これはただ君を試す為だけではないという事を。
そしてこの伝言の最後に一つ、
残りの試練をクリアすればまた僕の伝言が貰えるはずだ。
まだ聞いてもらいたい事もあるので、頑張って試練を乗り越えてもらいたい。
とりあえず試練官にはトリッガ−君を殺さないようにと言ってあるけど、
試練官ってあまり僕の言う事を聞かないから気をつけてね。
それじゃあ……また』
そのあとはメッセージがないようなので
セラが手元のリモコンでモニターのスイッチを消した。
「……………」伝言が終わって、3人はしばらく何も言わなかった。
いや、おそらく何も言えなかったのだろう。
……しばらくしてセラがその沈黙をやぶった。

11話

「トリッガーよ、『マスターの遺伝子コード』については気にする事はない。
お主が処分してしまったのは残念だが……いたしかたあるまい」
「……」ロックは黙っていた。
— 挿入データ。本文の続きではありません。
PR #379, opened 2025-09-10
Improved Backtrace/Stacktrace support

naftaly:
- New Backtracking and Symbolication protocols. Users can pass in implementations in order to use their own versions. By default, in EmbraceIO, we use a KSCrash based version.
- New Backtrace classes (EmbraceBacktrace) allow to take a performant backtrace of any thread at any point in time.
- Added a `StackTraceBehavior.main` which forces the stack trace to be taken off the main queue regardless of where the code executes.

### DIFF
--- a/Makefile
+++ b/Makefile
@@ -118,6 +118,7 @@ install-hooks:
 	done
 	@echo "Done!"
 
+# remove hooks
 uninstall-hooks:
 	@echo "Uninstalling Git hooks..."
 	@for hook in $(HOOKS_DIR)/*; do \


Sources/ThirdParty/EmbraceKSCrashBacktraceSupport/EmbraceKSCrashBacktraceSupport.swift
```diff
@@ -0,0 +1,110 @@
...
+    @_exported import KSCrashDemangleFilter
+#endif
+
+public class KSCrashBacktracing: Backtracer, Symbolicator {
+
+    public init() {}
+
+    public func backtrace(of thread: pthread_t) -> [UInt] {
+
+        // In KSCrash there, a bug that causes a backtrace on the pthread_self
```
ferdraghi:
```suggestion
        // In KSCrash there's a bug that causes a backtrace on the pthread_self
```

Small typo

Sources/EmbraceCommonInternal/CrashReporter/CrashReporter.swift
```diff
@@ -4,30 +4,192 @@
 
 import Foundation
 
+// MARK: - Run State
```
naftaly, line 7: Simply added a load of docs.

Sources/EmbraceCommonInternal/Models/StackTraceBehavior.swift
```diff
@@ -10,8 +10,13 @@ public enum StackTraceBehavior {
     case notIncluded
 
     /// The default behavior for automatically capturing stack traces.
+    /// which takes a stack of the current thread.
     case `default`
 
+    /// Stack traces are taken for the main thread.
+    /// Only available if `EmbraceBacktrace.isAvailable == true`.
+    case main
```
naftaly, line 21: Special case where .log can take a stack trace of the main thread instead of the thread it's called on.

Sources/EmbraceCore/Internal/Logs/LogController.swift
```diff
@@ -105,19 +106,33 @@ class LogController: LogControllable {
...
         let addStacktraceBlock: ((_ builder: EmbraceLogAttributesBuilder) -> Void)?
         switch stackTraceBehavior {
         case .default where severity == .warn || severity == .error:
-            let stackTrace = Thread.callStackSymbols
-            addStacktraceBlock = { $0.addStackTrace(stackTrace) }
+            if EmbraceBacktrace.isAvailable {
+                let backtrace = EmbraceBacktrace.backtrace(of: pthread_self(), suspendingThreads: false)
+                addStacktraceBlock = { $0.addBacktrace(backtrace) }
+            } else {
+                let stacktrace = Thread.callStackSymbols
```
naftaly, line 125: Old style backtrace fallback.

Sources/EmbraceCore/Options/Embrace+Options.swift
```diff
@@ -43,6 +45,10 @@ extension Embrace {
         ///   - logLevel: The `LogLevel` to use for console logs.
         ///   - export: `OpenTelemetryExport` object to export telemetry using OpenTelemetry protocols
         ///   - processors: `OpenTelemetryProcessor` objects to do extra processing
+        ///   - backtracer: Optional `Backtracer` to capture stack traces. Defaults to the
```
naftaly, line 48: New comments around optional values.

Sources/ThirdParty/EmbraceKSCrashBacktraceSupport/EmbraceKSCrashBacktraceSupport.swift
```diff
@@ -0,0 +1,110 @@
...
+#endif
+
+#if canImport(KSCrash)
+    import KSCrash
+#else
+    import KSCrashRecording
+    @_exported import KSCrashDemangleFilter
+#endif
+
+public class KSCrashBacktracing: Backtracer, Symbolicator {
```
naftaly, line 14: Backtracing and Symbolication plugin using KSCrash

Sources/EmbraceCommonInternal/Models/StackTraceBehavior.swift
ferdraghi: The new "main" type should also be declared on the equatable protocol below. I can foresee this getting out of hand very quickly though... We should consider simply adding a type to the enum, maybe, or something like that.

naftaly: Ah, that's what `@unknown default` is for :) otherwise with a `default:` case it's hard to do anything about it.

Examples/BrandGame/BrandGame/View/Menu/StressTests/Logging/LoggingView.swift
```diff
@@ -134,6 +136,7 @@ extension LoggingView {
     enum Behavior: Int {
         case notIncluded
         case `default`
+        case main
         case custom
```
ArielDemarco, line 140: Just in case sombody is converting from `Int` to `Behavior`, would you be able to move the new one to be the last one?
```suggestion
        case custom
        case main
```

ArielDemarco: Nevermind! Saw the file and this is from Brandgame, so no problem at all :D

naftaly: I'll reorder them, but an enum without a raw type can't be used as an int.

何を言えばいいかわからなかったからである。
それに気づいたユーナが、
「そうよトリッガ−。気にする事ないわよ」
「…そう、ですよね。僕が言うものなんですけど過ぎてしまった事ですし…」
そう言うもののロックにはあまり元気がなかった。
「でもセラちゃんもずいぶん大人しくなったわね〜
『マスターの遺伝子コード』が無いってわかったら絶対怒ると思ってたのに」
「なんだとユーナ?私は怒らなければならなかったのか?」
ユーナの言葉に対し、あきらかに怒っているセラ。
「冗談よ冗談。セラちゃんそんなにおこんないで〜」
そう言いながらユーナはロックに片目でウインクした。
それに気付いたロックは内心ユーナに感謝した。
するとトロンの声がスピーカーから流れてきた。
「ロック! また『古き神々』が目覚めたわ。
疲れているでしょうけど行ってきて!」
「……」3人は一瞬黙った。
「大変だな、トリッガーよ」
「トリッガーかわいそ〜」
ロックの沈黙の中セラとユーナが言った。
「……はい。それじゃあまた行ってきます。」
ロックはとてもだるそうに言った。
(当たり前と言えば当たり前だが)
「(なんで僕ってこう女の人のしりに敷かれるんだろう。
それにみんなは本当に僕の帰りを待ってくれているのだろうか。……あっ!
そういえば遺跡で手に入れたこの本の事、言うの忘れてた。まあいいか。
そんなに急ぐものじゃないと思うし……)」
そう思いながらロックはディグアウトの準備を始めた。
それが第2の試練とは知らずに…


−エピローグ−

ランムはカプセルに戻ってからトリッガー、つまりロックの事を考えていた。
「何故私は試練が終わったあとあいつに話し掛けなかったのだ!?
やはり自分の事を忘れられていたからか? 何故だ! 何故……!」
ランムはわかるはずのない疑問を考えていた。

……やがてランムは祈り始めた。トリッガーの無事と幸せとを…。
ヒトとして、機械として、試練官として。
…そして……『かつての友」として…。

ランムは覚める事のない眠りについた。
友に忘れ去られた事の哀しみと、立体映像でない『本物』の友の顔を見れた事の
嬉しさとを噛み締めながら……。

一つ例外があるとすればトリッガーの…『友』の身に何かがあった時だろう。
その時は目覚め、必ずあいつのところに行くだろう。
『試練官』という敵としてではなく、『友』という味方として…。
そうなる事がないようにと願いつつ……。

………ランムのほほを………つたうものがあった。